**EXERCISE DETAILS:**
Search the material below for the string "find" and list each line that holds it.

**MATERIALS PROVIDED:**
PR #2362, opened 2026-04-02
Fix pasting files from outside of 4diac

Felix-Schmid:
E.g., copying files in the system file explorer and pasting them into 4diac.


azoitl (approved):
LGTM

PR #2366, opened 2026-04-03
Add rename during copy refactoring

Felix-Schmid:
Display a rename prompt when resources are pasted into the container of the original file.


plugins/org.eclipse.fordiac.ide.typemanagement/src/org/eclipse/fordiac/ide/typemanagement/refactoring/copy/UserCopyRefactoringQueries.java
```diff
@@ -58,4 +69,63 @@ private ExistsResolve queryUserOverwrite(final IResource file, final IContainer
 		default -> ExistsResolve.CANCEL_ALL;
 		};
 	}
+
+	private ExistsResolve queryUserOverwriteSelf(final IResource file, final IContainer destination) {
+		final StringBuilder msg = new StringBuilder(Messages.Copy_RenameDialog_Message);
+		msg.append('\'').append(file.getName()).append('\'');
```
mx990: Please use `MessageFormat.format(...)`. You can escape single quotes by doubling them, e.g., `Enter a new name for ''{0}''`.

plugins/org.eclipse.fordiac.ide.typemanagement/src/org/eclipse/fordiac/ide/typemanagement/refactoring/copy/UserCopyRefactoringQueries.java
```diff
@@ -58,4 +69,63 @@ private ExistsResolve queryUserOverwrite(final IResource file, final IContainer
...
+
+		final IInputValidator validator = string -> {
+			final IWorkspace workspace = file.getWorkspace();
+			if (file.getName().equals(string)) {
+				return Messages.Copy_RenameDialog_MustBeNewName;
+			}
+			final IStatus status = workspace.validateName(string, file.getType());
```
mx990, line 82: Please also check if the name is a valid identifier using `IdentifierVerifier.verifyIdentifier(String)`.

plugins/org.eclipse.fordiac.ide.typemanagement/src/org/eclipse/fordiac/ide/typemanagement/refactoring/copy/UserCopyRefactoringQueries.java
```diff
@@ -58,4 +69,63 @@ private ExistsResolve queryUserOverwrite(final IResource file, final IContainer
...
+		String fileNameWithoutExt = oldName;
+		if (lastIdx > 0) {
+			fileExt = oldName.substring(lastIdx);
+			fileNameWithoutExt = oldName.substring(0, lastIdx);
+		}
+
+		final Matcher m = ENDS_WITH_NUMBER.matcher(fileNameWithoutExt);
+		if (m.find()) {
+			try {
+				final BigDecimal newNumber = new BigDecimal(m.group()).add(BigDecimal.ONE);
```
mx990: When making multiple copies, this currently keeps suggesting the same name, which already exists after the first copy. I would instead suggest to just append incrementing numbers until a file with the computed name does not exist yet.

mx990 (changes requested):

plugins/org.eclipse.fordiac.ide.typemanagement/src/org/eclipse/fordiac/ide/typemanagement/refactoring/copy/UserCopyRefactoringQueries.java
Felix-Schmid: Should we really enforce the use of valid identifier names for all files a user might copy inside a project? Otherwise I could add this check to the `CopyTypeParticipant`.

plugins/org.eclipse.fordiac.ide.typemanagement/src/org/eclipse/fordiac/ide/typemanagement/refactoring/copy/UserCopyRefactoringQueries.java
Felix-Schmid: Good catch, done.

plugins/org.eclipse.fordiac.ide.typemanagement/src/org/eclipse/fordiac/ide/typemanagement/refactoring/copy/UserCopyRefactoringQueries.java
oberlehner: maybe we can validate only for files with a 4diac file ending. see org.eclipse.fordiac.ide.model.typelibrary.TypeLibraryTags

azoitl: As the goal is to get that infrastructure upstreamed to Eclipse Platform we should find a generic solution where we do not have 4diac IDE specific things.

mx990: > Should we really enforce the use of valid identifier names for all files a user might copy inside a project? Otherwise I could add this check to the `CopyTypeParticipant`.

Ah, thanks for clarifying. In that case, I also believe we should add this check to the `CopyTypeParticipant`.

oberlehner (approved):

plugins/org.eclipse.fordiac.ide.systemmanagement.ui/src/org/eclipse/fordiac/ide/systemmanagement/ui/systemexplorer/SystemExplorerPasteAction.java
```diff
@@ -193,6 +194,9 @@ private static void startCopyRefactoring(final IResource[] files, final IContain
 			final Change change = changeOp.getChange();
 			if (change != null) {
 				change.perform(pm);
+			} else if (changeOp.getConditionCheckingFailedSeverity() >= RefactoringStatus.ERROR) {
+				ErrorDialog.openError(shell, null, null, Status.error(
+						changeOp.getConditionCheckingStatus().getMessageMatchingSeverity(RefactoringStatus.ERROR)));
```
mx990: I would suggest to use `RefactoringUI.createLightWeightStatusDialog(...)` here.

mx990 (changes requested):

mx990 (approved):

azoitl (approved):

**ANSWER BOX:**
+		if (m.find()) {
azoitl: As the goal is to get that infrastructure upstreamed to Eclipse Platform we should find a generic solution where we do not have 4diac IDE specific things.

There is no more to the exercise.